Thought Leadership

Google Ads brand campaigns for B2B SaaS: should you bid on your own name?

Bidding on your own brand name in Google Ads is controversial — why pay for clicks you'd get organically? For B2B SaaS, brand campaigns serve three purposes: protecting against competitors bidding on your brand, capturing high-intent branded traffic in a controlled ad, and using branded data to inform broader campaign strategy.

Brand campaigns bid on your own company or product name as a keyword — so when someone searches "Ektie" or "Ektie CRM," your paid ad appears alongside your organic result. The obvious objection: you'd rank organically for your own name anyway, so why pay? For B2B SaaS, there are three legitimate reasons to run brand campaigns — and one context where you can reasonably skip them.

Reason 1: Competitors might be bidding on your brand

Google Ads allows advertisers to bid on competitors' brand names. If a competitor is bidding on your brand name, their ad can appear above your organic search result when someone searches for you by name. A user who searches "Ektie" and sees a "Try Artisan — The AI SDR Alternative" ad first might click it before reaching you. Brand campaigns let you outbid competitors for your own name. Check whether competitors are bidding on your brand by searching your brand name in an incognito window — if you see competitor ads, brand campaigns are non-optional.

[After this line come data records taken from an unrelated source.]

PR #1060, opened 2024-07-04
Add disallowed package external references rule

ralphbean:
The purpose of this is to ban packages that have an externalReference in their cyclonedx sbom that match some regex in the policy rule data.

This is meant to be useful in particular in conjunction with the [oci-copy](https://github.com/konflux-ci/build-definitions/tree/main/task/oci-copy) task. That task permits copying arbitrary binary content for the purposes of distributing it via an OCI registry. It is not safe in general. Policies should generally forbid it, and not treat it as a trusted task.

In scenarios where it is deemed permissible, the task should be trusted, but only if this rule is also in place which will put limits on what artifacts can be redistributed.

Ref: https://issues.redhat.com/browse/EC-676

### DIFF
--- a/policy/release/sbom_cyclonedx.rego
+++ b/policy/release/sbom_cyclonedx.rego
@@ -119,6 +119,36 @@ deny contains result if {
 	result := lib.result_helper(rego.metadata.chain(), [component.purl, property.name, msg])
 }
 
+# METADATA
+# title: Disallowed package external references
+# description: >-
+#   Confirm the CycloneDX SBOM contains only packages without disallowed
+#   external references. By default all external references are allowed. Use the
+#   "disallowed_external_references" rule data key to provide a list of type-pattern pairs
+#   that forbid the use of an external reference of the given type where the reference url
+#   matches the given pattern.
+# custom:
+#   short_name: disallowed_package_external_references
+#   failure_msg: Package %s has reference %q of type %q which is disallowed%s
+#   solution: Update the image to not use a package with a disallowed external reference.
+#   collections:
+#   - redhat
+#   - policy_data
+#   effective_on: 2024-07-31T00:00:00Z
+deny contains result if {
+	some s in sbom.cyclonedx_sboms
+	some component in s.components
+	some reference in component.externalReferences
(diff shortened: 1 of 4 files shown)


policy/release/sbom_cyclonedx.rego
```diff
@@ -119,6 +119,36 @@ deny contains result if {
...
+deny contains result if {
+	some s in sbom.cyclonedx_sboms
+	some component in s.components
+	some reference in component.externalReferences
+	some disallowed in lib.rule_data(_rule_data_external_references_key)
+
+	reference.type == disallowed.type
+	regex.match(object.get(disallowed, "url", ""), object.get(reference, "url", ""))
+
+	msg := regex.replace(object.get(reference, "value", ""), `(.+)`, ` to "$1"`)
```
zregvart, line 147: Would be nice to have the `msg` generation covered in a test.

zregvart (approved):

policy/release/sbom_cyclonedx.rego
ralphbean: Thanks for pointing this out. I think `value` is never defined there.

I updated it in [1bc7ca9](https://github.com/enterprise-contract/ec-policies/pull/1060/commits/1bc7ca9d2c59d665f38435a52ea7716af8ad7500) to be more useful.

zregvart (approved):

chmeliik:
A bit late to the conversation, but is a denylist the way to go?

>  That task permits copying arbitrary binary content

> only if this rule is also in place which will put limits on what artifacts can be redistributed.

If we ban a few urls, it will still be mostly arbitrary content

zregvart:
Yes, we usually do allow-lists as a preference, it is not a hard stance I think

@chmeliik would you prefer an allow-list instead? WDYT @ralphbean?

chmeliik:
> Yes, we usually do allow-lists as a preference, it is not a hard stance I think
> 
> @chmeliik would you prefer an allow-list instead? WDYT @ralphbean?

Yeah, that would make more sense to me

PR #877, opened 2026-01-29
Fix datastore and image nil hresp stack-trace

eamonnotoole:
A stack-trace due to a nil httpResponse object has been observed in instance.  The same could occur for datastore and image.  This PR adds code to fix the issue for datastore and image.

### DIFF
--- a/internal/framework/subproviders/morpheus/resources/datastore/datastore_create.go
+++ b/internal/framework/subproviders/morpheus/resources/datastore/datastore_create.go
@@ -145,7 +145,7 @@ func (r *Resource) Create(
 	waitForReady := func() (*sdk.GetDatastores200Response, error) {
 		response, hresp, err := client.DatastoresAPI.GetDatastores(ctx, id).Execute()
 		if err != nil {
-			if hresp == nil || hresp != nil && hresp.StatusCode != http.StatusOK {
+			if hresp == nil || hresp.StatusCode != http.StatusOK {
 				return nil, backoff.Permanent(err)
 			}
 		}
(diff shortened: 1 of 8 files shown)


internal/framework/subproviders/morpheus/resources/datastore/datastore_create.go
```diff
@@ -144,8 +144,10 @@ func (r *Resource) Create(
 	// Wait for the datastore to be ready
 	waitForReady := func() (*sdk.GetDatastores200Response, error) {
 		response, hresp, err := client.DatastoresAPI.GetDatastores(ctx, id).Execute()
-		if err != nil || hresp.StatusCode != http.StatusOK {
-			return nil, backoff.Permanent(err)
+		if err != nil {
+			if hresp == nil || hresp != nil && hresp.StatusCode != http.StatusOK {
```
jasonquigleyhpecom: `hresp != nil && ` is redundant

jasonquigleyhpecom: Same with all similar tests

jasonquigleyhpecom (changes requested):

internal/framework/subproviders/morpheus/resources/datastore/datastore_create.go
eamonnotoole: Yeah I figured as much

internal/framework/subproviders/morpheus/resources/image/delete.go
RDavisHPE: Nit: copyright year [I only remembered because you did it for the other ones :v) ]

eamonnotoole: Thanks Ryan.

jasonquigleyhpecom (approved):

PR #878, opened 2026-01-30
Add Morpheus task resource

ZoeySimone:
Adds a Morpheus task resource with support for Conditional Workflows and generic task config


internal/framework/subproviders/morpheus/resources/task/create.go
```diff
@@ -0,0 +1,175 @@
...
+	taskOptionsSet := false
+
+	// config
+	taskOptions := &sdk.AddTasksRequestTaskTaskOptions{}
+	if !plan.Config.IsNull() && !plan.Config.IsUnknown() {
+		configValue := plan.Config.UnderlyingValue()
+		configAny, err := convert.ValueToAny(ctx, configValue)
+		if err != nil {
+			resp.Diagnostics.AddError(
+				"create instance resource",
```
matthew-c-hpe: create task resource

internal/framework/subproviders/morpheus/resources/task/create.go
```diff
@@ -0,0 +1,175 @@
...
+				"instance: failed to convert config: "+
```
matthew-c-hpe: task

internal/framework/subproviders/morpheus/resources/task/create.go
```diff
@@ -0,0 +1,175 @@
...
+	if !plan.ExecuteTarget.IsNull() && !plan.ExecuteTarget.IsUnknown() {
+		addTaskReq.Task.SetExecuteTarget(plan.ExecuteTarget.ValueString())
+	}
+
+	// labels
+	if !plan.Labels.IsNull() && !plan.Labels.IsUnknown() {
+		labels, err := convert.SetToStrSlice(plan.Labels)
+		if err != nil {
+			resp.Diagnostics.AddError(
+				"create image resource",
```
matthew-c-hpe: task

internal/framework/subproviders/morpheus/resources/task/create.go
```diff
@@ -0,0 +1,175 @@
...
+				"image "+plan.Name.ValueString()+": failed to parse label: "+err.Error(),
```
matthew-c-hpe: task

internal/framework/subproviders/morpheus/resources/task/create.go
ZoeySimone: Fixed

internal/framework/subproviders/morpheus/resources/task/schema_gen.go
```diff
@@ -0,0 +1,742 @@
...
+	"github.com/hashicorp/terraform-plugin-framework/resource/schema"
+)
+
+func TaskResourceSchema(ctx context.Context) schema.Schema {
+	return schema.Schema{
+		Attributes: map[string]schema.Attribute{
+			"account_id": schema.Int64Attribute{
+				Computed: true,
+			},
+			"allow_custom_config": schema.BoolAttribute{
```
matthew-c-hpe, line 32: Do we really need this attribute in the schema?

ZoeySimone: I've kept it as it's an option that's available both in the UI and the CLI. TBH not quite sure exactly how the field is actually used in Morpheus. Even though I don't understand what it's used for I feel like it is probably useful to have in a generalized task resource.

matthew-c-hpe: In that case, should it be changed to be both computed and optional?

matthew-c-hpe: marking as resolved, we'll add computed and optional in a follow up pr as this requires openapi spec changes.

matthew-c-hpe (approved):

PR #882, opened 2026-02-03
Move example rendering code

ZoeySimone:


matthew-c-hpe:
I don't think we're missing much with this at this point. Closing this.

Reason 2: Branded search is your highest-converting traffic

People searching your brand name by name have already heard of you through another channel — an outbound email, a LinkedIn post, a referral, an article. They're in active evaluation mode. This traffic converts at 3–5x the rate of generic keyword traffic. A brand campaign lets you show a highly specific ad to this audience — featuring your core value proposition, current offer, or social proof — rather than relying on your organic listing's meta description.

How do you set up a brand campaign?

Create a new Search campaign → add your brand name and product name as exact and phrase match keywords ([your brand], "your brand", [your brand + product category]). Set bids low — branded keywords have high Quality Scores because your landing page is highly relevant to your brand name. Start at $1–3/click and adjust. Add generic terms as negative keywords to keep this campaign clean. Keep branded and non-branded campaigns separate — mixing them distorts performance data for both.

When can you skip brand campaigns?

If you're early stage (under 6 months of marketing), low search volume, and have no evidence of competitors bidding on your brand — branded search volume may be too low to justify a separate campaign. Check: search your brand name in an incognito window. If you rank #1 organically with no competitor ads visible, and you're getting fewer than 50 branded searches per month, brand campaigns can wait. As you grow and invest in content and outbound that drives brand awareness, branded search volume increases and the campaign becomes worthwhile.